## THE PROBLEM
Set out exactly every line of the entries below, starting at the line that holds "PR #1175, opened 2026-08-28" and stopping after the line that holds "- Added explicit-path-before-PATH".

⟨

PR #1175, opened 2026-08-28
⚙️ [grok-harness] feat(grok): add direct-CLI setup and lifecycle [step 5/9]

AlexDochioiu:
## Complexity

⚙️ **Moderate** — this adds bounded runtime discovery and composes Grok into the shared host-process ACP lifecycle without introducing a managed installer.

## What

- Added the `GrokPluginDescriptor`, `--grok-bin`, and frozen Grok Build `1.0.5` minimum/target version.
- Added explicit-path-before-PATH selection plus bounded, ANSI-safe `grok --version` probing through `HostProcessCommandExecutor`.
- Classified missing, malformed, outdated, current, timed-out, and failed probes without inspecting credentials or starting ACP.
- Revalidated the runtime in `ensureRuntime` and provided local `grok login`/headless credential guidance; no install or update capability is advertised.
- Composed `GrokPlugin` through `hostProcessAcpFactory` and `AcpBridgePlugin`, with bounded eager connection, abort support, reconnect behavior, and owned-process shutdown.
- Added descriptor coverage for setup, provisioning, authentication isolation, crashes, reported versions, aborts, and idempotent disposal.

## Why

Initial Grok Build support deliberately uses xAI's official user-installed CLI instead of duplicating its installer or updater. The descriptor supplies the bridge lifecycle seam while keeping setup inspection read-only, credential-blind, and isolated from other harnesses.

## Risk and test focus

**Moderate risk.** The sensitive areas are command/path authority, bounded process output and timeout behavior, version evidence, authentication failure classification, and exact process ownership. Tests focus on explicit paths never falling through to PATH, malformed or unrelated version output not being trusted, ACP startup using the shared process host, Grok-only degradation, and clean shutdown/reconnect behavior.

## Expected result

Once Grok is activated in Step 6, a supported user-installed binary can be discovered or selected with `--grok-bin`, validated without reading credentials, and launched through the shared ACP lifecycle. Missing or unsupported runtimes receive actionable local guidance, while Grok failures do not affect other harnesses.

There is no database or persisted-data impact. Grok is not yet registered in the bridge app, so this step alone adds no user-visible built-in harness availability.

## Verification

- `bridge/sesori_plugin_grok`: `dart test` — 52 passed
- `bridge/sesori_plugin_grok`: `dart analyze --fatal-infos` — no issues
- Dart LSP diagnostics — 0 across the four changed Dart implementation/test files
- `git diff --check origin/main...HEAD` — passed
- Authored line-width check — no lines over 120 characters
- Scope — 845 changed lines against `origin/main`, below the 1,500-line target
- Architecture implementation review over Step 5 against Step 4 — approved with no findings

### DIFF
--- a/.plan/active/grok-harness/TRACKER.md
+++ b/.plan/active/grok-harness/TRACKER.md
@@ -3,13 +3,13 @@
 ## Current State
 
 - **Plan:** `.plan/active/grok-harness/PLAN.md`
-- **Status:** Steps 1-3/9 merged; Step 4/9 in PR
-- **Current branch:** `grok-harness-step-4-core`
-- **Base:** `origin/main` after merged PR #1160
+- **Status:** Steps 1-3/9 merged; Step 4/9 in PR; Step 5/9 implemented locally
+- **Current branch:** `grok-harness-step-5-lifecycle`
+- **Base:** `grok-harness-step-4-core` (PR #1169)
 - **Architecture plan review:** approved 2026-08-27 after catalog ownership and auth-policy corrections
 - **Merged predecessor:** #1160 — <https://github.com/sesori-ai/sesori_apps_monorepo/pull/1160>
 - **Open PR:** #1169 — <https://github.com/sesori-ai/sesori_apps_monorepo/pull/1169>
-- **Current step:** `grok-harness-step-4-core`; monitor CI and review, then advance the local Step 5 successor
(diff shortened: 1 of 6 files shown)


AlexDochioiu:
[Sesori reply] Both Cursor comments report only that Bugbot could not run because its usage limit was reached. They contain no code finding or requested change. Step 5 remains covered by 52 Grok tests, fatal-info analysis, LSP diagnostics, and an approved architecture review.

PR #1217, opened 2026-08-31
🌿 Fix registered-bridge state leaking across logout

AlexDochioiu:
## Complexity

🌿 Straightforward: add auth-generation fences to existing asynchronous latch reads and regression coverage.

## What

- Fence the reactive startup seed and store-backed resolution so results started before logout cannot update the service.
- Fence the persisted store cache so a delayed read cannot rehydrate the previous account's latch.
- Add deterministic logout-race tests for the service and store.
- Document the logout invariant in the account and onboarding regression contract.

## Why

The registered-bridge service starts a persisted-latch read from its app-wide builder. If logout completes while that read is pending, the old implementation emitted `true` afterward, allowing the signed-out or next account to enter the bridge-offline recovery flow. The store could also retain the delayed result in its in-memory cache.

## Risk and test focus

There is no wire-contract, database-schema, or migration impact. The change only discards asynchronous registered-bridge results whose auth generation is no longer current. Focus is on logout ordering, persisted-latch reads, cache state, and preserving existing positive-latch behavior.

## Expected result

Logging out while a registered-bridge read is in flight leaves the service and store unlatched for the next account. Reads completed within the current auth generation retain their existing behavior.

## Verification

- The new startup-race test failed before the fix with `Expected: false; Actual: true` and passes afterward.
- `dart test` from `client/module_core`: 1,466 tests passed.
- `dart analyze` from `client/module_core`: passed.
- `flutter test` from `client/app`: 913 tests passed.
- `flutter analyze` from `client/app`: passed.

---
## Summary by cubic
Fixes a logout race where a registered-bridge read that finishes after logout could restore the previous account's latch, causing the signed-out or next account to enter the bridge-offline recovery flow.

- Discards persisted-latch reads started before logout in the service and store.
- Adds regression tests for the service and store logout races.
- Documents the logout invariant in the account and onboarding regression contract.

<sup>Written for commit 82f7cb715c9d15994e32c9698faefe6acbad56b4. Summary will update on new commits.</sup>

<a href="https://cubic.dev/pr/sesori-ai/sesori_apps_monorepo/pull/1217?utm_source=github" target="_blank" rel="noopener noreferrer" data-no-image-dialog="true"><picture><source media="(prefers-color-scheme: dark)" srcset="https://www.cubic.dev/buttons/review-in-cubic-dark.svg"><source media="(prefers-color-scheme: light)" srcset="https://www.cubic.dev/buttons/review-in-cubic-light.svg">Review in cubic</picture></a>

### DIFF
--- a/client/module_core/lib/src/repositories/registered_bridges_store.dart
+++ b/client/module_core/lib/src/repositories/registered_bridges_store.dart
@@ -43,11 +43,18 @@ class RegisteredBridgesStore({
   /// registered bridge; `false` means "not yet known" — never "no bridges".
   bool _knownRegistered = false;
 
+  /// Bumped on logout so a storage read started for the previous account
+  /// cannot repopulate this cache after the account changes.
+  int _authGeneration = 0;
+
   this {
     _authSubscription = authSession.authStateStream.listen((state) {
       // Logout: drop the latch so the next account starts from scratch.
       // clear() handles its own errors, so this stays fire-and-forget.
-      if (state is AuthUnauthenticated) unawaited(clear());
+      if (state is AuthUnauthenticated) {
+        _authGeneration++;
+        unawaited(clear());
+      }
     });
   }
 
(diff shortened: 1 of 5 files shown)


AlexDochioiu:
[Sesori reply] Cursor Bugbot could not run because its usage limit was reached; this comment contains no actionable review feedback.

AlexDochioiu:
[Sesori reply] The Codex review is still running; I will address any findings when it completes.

⟩
⟨

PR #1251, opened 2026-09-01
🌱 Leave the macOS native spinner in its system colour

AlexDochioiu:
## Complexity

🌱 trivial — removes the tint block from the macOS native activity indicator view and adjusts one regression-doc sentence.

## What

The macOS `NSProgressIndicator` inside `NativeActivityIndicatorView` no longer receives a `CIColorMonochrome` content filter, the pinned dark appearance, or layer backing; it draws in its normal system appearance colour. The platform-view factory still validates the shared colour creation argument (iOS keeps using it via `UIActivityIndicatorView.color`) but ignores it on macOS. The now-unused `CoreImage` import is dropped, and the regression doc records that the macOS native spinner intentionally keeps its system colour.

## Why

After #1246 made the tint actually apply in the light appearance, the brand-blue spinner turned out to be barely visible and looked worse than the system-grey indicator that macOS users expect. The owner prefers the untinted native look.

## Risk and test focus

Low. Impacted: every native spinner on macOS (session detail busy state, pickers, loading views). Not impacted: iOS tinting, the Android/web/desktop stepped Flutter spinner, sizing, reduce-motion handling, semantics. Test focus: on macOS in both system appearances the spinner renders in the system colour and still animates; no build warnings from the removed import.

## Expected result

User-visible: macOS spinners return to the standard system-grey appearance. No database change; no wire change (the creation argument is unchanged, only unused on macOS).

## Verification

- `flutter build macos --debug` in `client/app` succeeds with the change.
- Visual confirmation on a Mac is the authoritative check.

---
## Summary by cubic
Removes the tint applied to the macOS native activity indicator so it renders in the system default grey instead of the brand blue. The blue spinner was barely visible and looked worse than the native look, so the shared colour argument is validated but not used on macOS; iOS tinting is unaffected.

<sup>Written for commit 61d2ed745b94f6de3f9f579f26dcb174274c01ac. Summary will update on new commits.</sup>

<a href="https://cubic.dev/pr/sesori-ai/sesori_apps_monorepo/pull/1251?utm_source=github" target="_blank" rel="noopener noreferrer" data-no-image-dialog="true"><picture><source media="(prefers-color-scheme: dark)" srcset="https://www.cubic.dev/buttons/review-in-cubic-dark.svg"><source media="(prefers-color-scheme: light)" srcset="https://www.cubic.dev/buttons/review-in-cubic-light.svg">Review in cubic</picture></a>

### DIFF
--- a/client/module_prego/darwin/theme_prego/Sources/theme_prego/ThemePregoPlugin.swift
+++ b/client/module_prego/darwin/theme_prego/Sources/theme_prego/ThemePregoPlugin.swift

⟩

## TASK RESPONSE
PR #1175, opened 2026-08-28
⚙️ [grok-harness] feat(grok): add direct-CLI setup and lifecycle [step 5/9]

AlexDochioiu:
## Complexity

⚙️ **Moderate** — this adds bounded runtime discovery and composes Grok into the shared host-process ACP lifecycle without introducing a managed installer.

## What

- Added the `GrokPluginDescriptor`, `--grok-bin`, and frozen Grok Build `1.0.5` minimum/target version.
- Added explicit-path-before-PATH selection plus bounded, ANSI-safe `grok --version` probing through `HostProcessCommandExecutor`.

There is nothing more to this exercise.